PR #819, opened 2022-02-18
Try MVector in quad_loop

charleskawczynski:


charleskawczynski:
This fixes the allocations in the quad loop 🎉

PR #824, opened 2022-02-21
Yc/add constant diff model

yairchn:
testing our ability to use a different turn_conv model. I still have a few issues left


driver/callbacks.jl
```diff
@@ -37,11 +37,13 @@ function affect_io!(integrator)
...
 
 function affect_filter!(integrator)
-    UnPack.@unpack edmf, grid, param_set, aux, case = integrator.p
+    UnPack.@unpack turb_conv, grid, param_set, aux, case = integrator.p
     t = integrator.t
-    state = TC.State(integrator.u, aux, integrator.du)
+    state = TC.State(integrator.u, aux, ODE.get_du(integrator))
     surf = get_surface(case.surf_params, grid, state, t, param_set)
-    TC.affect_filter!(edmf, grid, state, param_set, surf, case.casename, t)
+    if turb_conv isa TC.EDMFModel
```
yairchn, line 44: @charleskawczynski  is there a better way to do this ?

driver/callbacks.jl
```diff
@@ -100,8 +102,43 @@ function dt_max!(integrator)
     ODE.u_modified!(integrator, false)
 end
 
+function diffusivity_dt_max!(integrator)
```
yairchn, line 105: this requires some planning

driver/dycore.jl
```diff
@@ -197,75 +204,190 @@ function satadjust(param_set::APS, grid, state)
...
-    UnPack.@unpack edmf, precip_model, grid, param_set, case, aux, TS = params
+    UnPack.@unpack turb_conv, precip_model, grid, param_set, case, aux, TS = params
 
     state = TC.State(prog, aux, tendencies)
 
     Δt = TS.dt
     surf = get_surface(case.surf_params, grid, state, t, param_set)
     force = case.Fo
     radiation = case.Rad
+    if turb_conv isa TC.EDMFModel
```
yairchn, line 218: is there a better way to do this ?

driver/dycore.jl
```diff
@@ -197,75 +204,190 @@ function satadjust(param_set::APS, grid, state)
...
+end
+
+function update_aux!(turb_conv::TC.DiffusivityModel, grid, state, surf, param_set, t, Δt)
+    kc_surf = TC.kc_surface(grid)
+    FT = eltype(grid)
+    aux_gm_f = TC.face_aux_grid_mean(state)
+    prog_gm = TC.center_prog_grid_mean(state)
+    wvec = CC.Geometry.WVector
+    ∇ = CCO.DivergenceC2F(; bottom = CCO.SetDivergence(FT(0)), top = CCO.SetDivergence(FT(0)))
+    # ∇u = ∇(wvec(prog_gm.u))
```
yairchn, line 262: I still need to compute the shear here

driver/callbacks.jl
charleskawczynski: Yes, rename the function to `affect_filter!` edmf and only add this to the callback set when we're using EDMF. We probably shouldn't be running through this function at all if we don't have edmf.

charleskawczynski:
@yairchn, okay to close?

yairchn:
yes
:::::
PROBLEM DESCRIPTION = Each line that contains the string "have" should be copied from the data above.

PROBLEM SOLUTION =
testing our ability to use a different turn_conv model. I still have a few issues left
charleskawczynski: Yes, rename the function to `affect_filter!` edmf and only add this to the callback set when we're using EDMF. We probably shouldn't be running through this function at all if we don't have edmf.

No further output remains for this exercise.